Valor econômico para o lixo
"O lixo tem que ser conectado com a geração de riqueza. É indispensável que as pessoas percebam que o lixo tem um valor econômico. Quando se atrela a questão dos recicláveis à questão econômica, é possível agregar valor aos resíduos. Devemos discutir também o consumo consciente, a produção mais limpa, o design eficiente e a valorização dos catadores. Esses agentes da reciclagem não podem continuar invisíveis pelas ruas do país, pois seu trabalho é vital para toda a cadeia. Nesse processo de conscientização em torno da reciclagem, a internet deve ser aproveitada ao máximo, pois ela nos oferece uma enorme capacidade de mobilizar pessoas e criar movimentos rápidos e em grande escala." Maria Zulmira de Souza (Zuzu), jornalista da Planetária Soluções Sustentáveis.

Consumo excessivo
"Quando analisamos os números relativos ao lixo no país, vemos claramente que é urgente dar um passo para trás e repensar nosso comportamento em relação ao consumo: comprar, jogar fora, comprar novamente, descartar... Isso envolve também a obsolescência programada. Recentemente, uma de nossas repórteres fez uma matéria em uma empresa que possui centros de tratamento de resíduos e soube que, somente em sua unidade de Paulínia, são recebidas 6.250 toneladas de resíduos por dia. Acho que estamos perdendo uma certa medida no mundo. Temos que rever nossas decisões e escolhas pessoais e deixar de lado esse consumo excessivo e sem sentido." Amélia Gonzalez, editora do caderno Razão Social do jornal O Globo.

 

Mudança cultural
"Acho importante discutir a questão do lixo a partir de outra ótica, pois estou convencido de que nossos desafios não são tecnológicos ou de natureza econômica. Devemos tratar esse tema a partir de outro grande desafio – o da mudança cultural. A Política Nacional de Resíduos Sólidos está trazendo isso à tona ao abordar o conceito de responsabilidade compartilhada. Nesse sentido, o Cempre tem sido um agente indutor de mudanças que ajuda a romper com a inércia e a acomodação de acreditar que o lixo é problema do outro: do governo, do catador, do lixeiro... Essa mudança cultural é difícil e profunda e não resulta de apenas uma ação. Demanda uma série de gatilhos: leis, pressão popular, educação, informação, transparência e regras claras, entre outros. É um processo complexo, mas que não podemos mais adiar." Ricardo Voltolini, diretor-presidente da Ideia Sustentável.

Maior transparência
"Assim como em outros temas, há uma grande carência de transparência em relação ao gerenciamento do lixo no país. Estamos agora num novo ciclo da Política Nacional e para que sua implementação saia do papel, na forma como a lei foi pensada, vamos ter que continuar trabalhando juntos e lutar contra os que querem boicotar essa mudança. Como fundador da Associação Nacional de Municípios e Meio Ambiente, penso que podemos retomar os Conselhos Municipais para que se tornem observadores dos planos de resíduos sólidos. Dessa forma, sua elaboração e execução serão acompanhadas de perto. Não podemos ficar apenas olhando. Nós precisamos acreditar e fazer acontecer!" Mário Mantovani, diretor de articulação da Fundação SOS Mata Atlântica.
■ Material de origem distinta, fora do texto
PR #115, opened 2018-03-05
Local deployment of beta templates using Docker

izqui:
Trying it out:

- Install [Docker CE](https://docs.docker.com/install/)
- `cd templates/beta && npm run docker:run`
- Outputted ENS address has to be provided to the client
- That's really it 🦅🚀

(Removes templates/beta build artifacts from git)


templates/beta/package.json
```diff
@@ -1,22 +1,28 @@
...
   "devDependencies": {
     "@aragon/id": "^1.2.0",
     "eth-ens-namehash": "^2.0.8",
-    "truffle": "^4.0.5",
+    "truffle": "4.0.5",
     "truffle-hdwallet-provider": "0.0.3"
   },
   "dependencies": {
-    "@aragon/os": "^3.0.3",
+    "@aragon/os": "https://github.com/aragon/aragonOS.git#docker-deploy",
```
bingen: I don't think that's a good idea. What if `docker-deploy` branch gets deleted?

izqui: good catch, was for local testing. releasing aOS version now that has been merged.

izqui:
@bingen We need the build directory or at least the ABI for both templates that get exposed through `index.js`

bingen:
Oh, ok, I was not aware of that. Then I'm going to change PR #117 as I removed all under `build` folder.

izqui:
Cool. Maybe there is a cleaner solution we can do as part of `prepublish` and just extract the ABIs

izqui:
Just did exactly that @bingen see e44fd

.dockerignore
```diff
@@ -0,0 +1,19 @@
...
+*/**/scTopics
+
+
+apps/**/artifact.json
+future-apps/**/artifact.json
+
+# lerna
+lerna-debug.log
+
+# truffle build artifacts
```
bingen: Can not be `**/*/build` added here too?
What about `.git`?

templates/beta/scripts/deploy.sh
```diff
@@ -0,0 +1,18 @@
...
+export ENS=$(npm run deploy:devnet:ens | tail -n 1) # get last line of output
+echo "Using ENS ${ENS}"
+npm run deploy:devnet:apm
+# extract and set ENS
+
+cd ../aragon-id
+npm run deploy:devnet
+
+cd ../aragon-apps
+env DEBUG=true npm run publish:devnet
```
bingen: This is not working for me if I try to build (it worked when I used docker registry published image). I realized that there this line is commented out:
```
% docker run --env-file .env --network beta_devnet --network beta_ipfs --link ipfs aragon/templates-beta cat scripts/deploy.sh
#!/bin/bash

set -e

cd ../../../aragonOS
export ENS=$(npm run deploy:devnet:ens | tail -n 1) # get last line of output
echo "Using ENS ${ENS}"
npm run deploy:devnet:apm
# extract and set ENS

cd ../aragon-id
npm run deploy:devnet

cd ../aragon-apps
# env DEBUG=true npm run publish:devnet

cd templates/beta
npm run deploy:devnet
```

bingen: This is not working for me if I try to build (it worked when I used docker registry published image). I realized that there this line is commented out:
```
% docker run --env-file .env --network beta_devnet --network beta_ipfs --link ipfs aragon/templates-beta cat scripts/deploy.sh
#!/bin/bash

set -e

cd ../../../aragonOS
export ENS=$(npm run deploy:devnet:ens | tail -n 1) # get last line of output
echo "Using ENS ${ENS}"
npm run deploy:devnet:apm
# extract and set ENS

cd ../aragon-id
npm run deploy:devnet

cd ../aragon-apps
# env DEBUG=true npm run publish:devnet

cd templates/beta
npm run deploy:devnet
```

.dockerignore
izqui: good idea

izqui: done

templates/beta/scripts/deploy.sh
izqui: okey done

PR #122, opened 2018-03-07
Bump aragon/os version in templates

sohkai:
At least 3.0.6 is required for the changes in `Voting` and `Finance` to compile.

### DIFF
--- a/templates/beta/package.json
+++ b/templates/beta/package.json
@@ -16,7 +16,7 @@
     "truffle-hdwallet-provider": "0.0.3"
   },
   "dependencies": {
-    "@aragon/os": "^3.0.3",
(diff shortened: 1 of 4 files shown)


templates/beta/package.json
```diff
@@ -16,7 +16,7 @@
     "truffle-hdwallet-provider": "0.0.3"
   },
   "dependencies": {
-    "@aragon/os": "^3.0.3",
+    "@aragon/os": "^3.0.8",
```
bingen: It's 3.0.6, right? Same for the other ones.

izqui: we are in 3.0.8 now, see #115

PR #123, opened 2018-03-07
Voting: add bg script

sohkai:
Requires #120 and #121 (and lots of aragon.js updates).

Nice to dos later:

* [ ] Use a safe div operator that returns `0` instead of `NaN` if dividing by 0.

Especialização dos catadores
"Nós, catadores, tivemos que aprender, conhecer temas novos e nos especializar. Viajamos, vimos de perto algumas experiências estrangeiras e compartilhamos conhecimento. Nossos esforços têm sido no sentido de nos capacitar para a nova fase das cooperativas com a efetivação da Política Nacional de Resíduos Sólidos. O Cempre tem sido um grande parceiro nesse sentido." Severino Lima, do Movimento Nacional dos Catadores de Materiais Recicláveis.